One curious object in Neruda’s Isla Negra home that is worth noting is an old mechanical press used for making Eucharistic hosts. One wonders why this piece captured his fancy, but that is a secret Neruda carried to his grave. I might propose, however, that the press serves as a symbol that should be a reference point for all of us in our own rhythm of life, work, and holy leisure. For whether we are a farmer, a stay-at-home parent, an artist, or a worker in the IT, construction, or hospitality sectors of society, all we do should ultimately converge as the “stuff” that is shaped and formed into the basis of a Eucharistic life.
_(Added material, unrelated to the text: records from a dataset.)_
PR #820, opened 2025-04-23
chore: basic reformatting

matthchr:
- [ ] Yes, issue opened: # 
- [x] No

**Release Note**

```release-note
NONE
```

### DIFF
--- a/pkg/providers/instance/instance.go
+++ b/pkg/providers/instance/instance.go
@@ -25,44 +25,37 @@ import (
 	"strings"
 	"time"
 
+	sdkerrors "github.com/Azure/azure-sdk-for-go-extensions/pkg/errors"
+	"github.com/Azure/azure-sdk-for-go/sdk/resourcemanager/compute/armcompute"
+	"github.com/Azure/azure-sdk-for-go/sdk/resourcemanager/network/armnetwork"
 	"github.com/samber/lo"
 	v1 "k8s.io/api/core/v1"
-
 	"k8s.io/apimachinery/pkg/util/sets"
 	"knative.dev/pkg/logging"
-
-	"github.com/Azure/karpenter-provider-azure/pkg/cache"
-	"github.com/Azure/karpenter-provider-azure/pkg/providers/instancetype"
-	"github.com/Azure/karpenter-provider-azure/pkg/providers/launchtemplate"
-	"github.com/Azure/karpenter-provider-azure/pkg/providers/loadbalancer"
-	"github.com/Azure/karpenter-provider-azure/pkg/utils"
-
+	karpv1 "sigs.k8s.io/karpenter/pkg/apis/v1"
 	corecloudprovider "sigs.k8s.io/karpenter/pkg/cloudprovider"
 	"sigs.k8s.io/karpenter/pkg/scheduling"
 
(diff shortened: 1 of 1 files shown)


pkg/providers/instance/instance.go
```diff
@@ -653,7 +683,11 @@ func GetAllSingleValuedRequirementLabels(instanceType *corecloudprovider.Instanc
 }
 
 // pick the "best" SKU, priority and zone, from InstanceType options (and their offerings) in the request
-func (p *DefaultProvider) pickSkuSizePriorityAndZone(ctx context.Context, nodeClaim *karpv1.NodeClaim, instanceTypes []*corecloudprovider.InstanceType) (*corecloudprovider.InstanceType, string, string) {
+func (p *DefaultProvider) pickSkuSizePriorityAndZone(
+	ctx context.Context,
+	nodeClaim *karpv1.NodeClaim,
+	instanceTypes []*corecloudprovider.InstanceType,
+) (*corecloudprovider.InstanceType, string, string) {
```
Bryce-Soghigian, line 690: iirc alex doesnt' like this formatting? Maybe im mistaken I feel like i tried to do it a long time ago and got told not to, if we are gonna go this route as well, maybe a linter for line length is in order? 

Thoughts?

Bryce-Soghigian (dismissed):
Personally though I use vim so I like this kind of thing, so will approve, but lets get wider teams thoughts

pkg/providers/instance/instance.go
```diff
@@ -522,7 +528,19 @@ func (p *DefaultProvider) launchInstance(
 	sshPublicKey := options.FromContext(ctx).SSHPublicKey
 	nodeIdentityIDs := options.FromContext(ctx).NodeIdentities
 	useSIG := options.FromContext(ctx).UseSIG
-	vm := newVMObject(resourceName, nicReference, zone, capacityType, p.location, sshPublicKey, nodeIdentityIDs, nodeClass, launchTemplate, instanceType, p.provisionMode, useSIG)
+	vm := newVMObject(
```
matthchr, line 531: This is maybe excessive - possibly could revert.

Really this function has too many args.

tallaxes (approved):

pkg/providers/instance/instance.go
tallaxes: It does feel a little excessive

pkg/providers/instance/instance.go
matthchr: I _think_ general guidance is that the function definition should either be:
1. On a single line
2. Like this.

I don't really want to enforce a line-length limit, I'm fine with some long lines, but at least IMO for functions like `getLaunchTemplate` above (which was already split across multiple lines) this format is objectively easier to read.

Some of the error messages above that I reformatted were long enough that they were off the right hand side of my monitor (which isn't ultra-wide, but it's not tiny either).

tallaxes: Can you point to a case?

pkg/providers/instance/instance.go
matthchr: I'll revert this, I don't love the formatting of it either.

Probably we should revisit this function and reduce its args at some point, but I am not going to do that here.

tallaxes (approved):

For it is in sacred worship, preeminently in the Mass as an expression of sabbath rest, where all we are and do takes its proper place as the crowning act of a truly human life, where the image of God instilled in us is raised in relief, in season and out.
The Diocese of Des Moines joins the people of the Diocese of Davenport and the whole Province of Iowa in congratulating Bishop-Elect Thomas Hennen, an Ottumwa native and Davenport Diocese vicar general and rector of Sacred Heart Cathedral, whom Pope Leo XIV has chosen to succeed Bishop Liam Cary as the next bishop of the Diocese of Baker, Oregon. Baker is regarded as a mission diocese, and we rejoice that the former “Fr. Thom” will undertake this mission entrusted to him by the Lord and his Church, though we note that at 47 years of age (born on July 4th, no less!), God-willing, Bishop-Elect Hennen may well serve three decades as a successor of the apostles. It seems that the State of Iowa not only supplies 10% of our country’s food, but also grows bishops! Please continue to pray—perhaps adding a sixth decade of the Rosary for vocations—that God will continue to raise up priests from all four of our state’s dioceses, some of whom might be called to be missionaries beyond our borders!